WHAT THE TASK REQUIRES: Reproduce the records precisely. Every line should be included.

________________________________________

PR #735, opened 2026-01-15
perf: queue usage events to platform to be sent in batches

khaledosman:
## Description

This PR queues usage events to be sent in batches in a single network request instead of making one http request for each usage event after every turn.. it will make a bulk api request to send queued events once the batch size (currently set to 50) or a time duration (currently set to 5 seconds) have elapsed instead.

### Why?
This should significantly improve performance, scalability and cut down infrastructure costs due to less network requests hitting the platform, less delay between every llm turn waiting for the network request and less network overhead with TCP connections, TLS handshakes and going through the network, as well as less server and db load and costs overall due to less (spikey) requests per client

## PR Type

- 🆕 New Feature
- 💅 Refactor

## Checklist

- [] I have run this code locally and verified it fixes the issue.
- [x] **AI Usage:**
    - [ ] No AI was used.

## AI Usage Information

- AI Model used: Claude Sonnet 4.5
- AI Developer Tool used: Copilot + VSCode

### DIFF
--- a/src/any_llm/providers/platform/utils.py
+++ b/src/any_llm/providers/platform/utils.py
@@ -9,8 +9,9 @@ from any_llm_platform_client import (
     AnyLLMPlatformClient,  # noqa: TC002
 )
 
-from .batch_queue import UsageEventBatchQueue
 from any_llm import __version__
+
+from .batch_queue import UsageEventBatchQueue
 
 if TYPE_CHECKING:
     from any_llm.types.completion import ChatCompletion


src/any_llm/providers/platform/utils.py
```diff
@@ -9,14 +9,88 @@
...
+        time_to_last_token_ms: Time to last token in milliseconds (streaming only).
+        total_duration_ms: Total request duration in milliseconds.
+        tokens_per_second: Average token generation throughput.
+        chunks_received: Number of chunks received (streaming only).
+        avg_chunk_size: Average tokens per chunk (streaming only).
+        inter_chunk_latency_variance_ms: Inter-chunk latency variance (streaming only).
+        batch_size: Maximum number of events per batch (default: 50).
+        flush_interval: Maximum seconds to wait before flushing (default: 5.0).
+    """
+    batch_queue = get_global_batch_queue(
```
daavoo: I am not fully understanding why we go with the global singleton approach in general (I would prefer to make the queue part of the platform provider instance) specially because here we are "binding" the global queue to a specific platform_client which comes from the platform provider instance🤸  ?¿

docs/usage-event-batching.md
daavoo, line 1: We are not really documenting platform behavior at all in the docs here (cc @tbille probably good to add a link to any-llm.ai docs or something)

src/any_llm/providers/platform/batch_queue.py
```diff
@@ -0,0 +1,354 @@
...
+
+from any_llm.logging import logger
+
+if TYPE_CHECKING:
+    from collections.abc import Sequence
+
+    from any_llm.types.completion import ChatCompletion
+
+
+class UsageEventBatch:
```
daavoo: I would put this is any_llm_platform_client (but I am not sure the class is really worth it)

________________________________________

REPLY:
PR #735, opened 2026-01-15
perf: queue usage events to platform to be sent in batches

khaledosman:
## Description

This PR queues usage events to be sent in batches in a single network request instead of making one http request for each usage event after every turn.. it will make a bulk api request to send queued events once the batch size (currently set to 50) or a time duration (currently set to 5 seconds) have elapsed instead.

### Why?
This should significantly improve performance, scalability and cut down infrastructure costs due to less network requests hitting the platform, less delay between every llm turn waiting for the network request and less network overhead with TCP connections, TLS handshakes and going through the network, as well as less server and db load and costs overall due to less (spikey) requests per client

## PR Type

- 🆕 New Feature
- 💅 Refactor

## Checklist

- [] I have run this code locally and verified it fixes the issue.
- [x] **AI Usage:**
    - [ ] No AI was used.

## AI Usage Information

- AI Model used: Claude Sonnet 4.5
- AI Developer Tool used: Copilot + VSCode

### DIFF
--- a/src/any_llm/providers/platform/utils.py
+++ b/src/any_llm/providers/platform/utils.py
@@ -9,8 +9,9 @@ from any_llm_platform_client import (
     AnyLLMPlatformClient,  # noqa: TC002
 )
 
-from .batch_queue import UsageEventBatchQueue
 from any_llm import __version__
+
+from .batch_queue import UsageEventBatchQueue
 
 if TYPE_CHECKING:
     from any_llm.types.completion import ChatCompletion


src/any_llm/providers/platform/utils.py
```diff
@@ -9,14 +9,88 @@
...
+        time_to_last_token_ms: Time to last token in milliseconds (streaming only).
+        total_duration_ms: Total request duration in milliseconds.
+        tokens_per_second: Average token generation throughput.
+        chunks_received: Number of chunks received (streaming only).
+        avg_chunk_size: Average tokens per chunk (streaming only).
+        inter_chunk_latency_variance_ms: Inter-chunk latency variance (streaming only).
+        batch_size: Maximum number of events per batch (default: 50).
+        flush_interval: Maximum seconds to wait before flushing (default: 5.0).
+    """
+    batch_queue = get_global_batch_queue(
```
daavoo: I am not fully understanding why we go with the global singleton approach in general (I would prefer to make the queue part of the platform provider instance) specially because here we are "binding" the global queue to a specific platform_client which comes from the platform provider instance🤸  ?¿

docs/usage-event-batching.md
daavoo, line 1: We are not really documenting platform behavior at all in the docs here (cc @tbille probably good to add a link to any-llm.ai docs or something)

src/any_llm/providers/platform/batch_queue.py
```diff
@@ -0,0 +1,354 @@
...
+
+from any_llm.logging import logger
+
+if TYPE_CHECKING:
+    from collections.abc import Sequence
+
+    from any_llm.types.completion import ChatCompletion
+
+
+class UsageEventBatch:
```
daavoo: I would put this is any_llm_platform_client (but I am not sure the class is really worth it)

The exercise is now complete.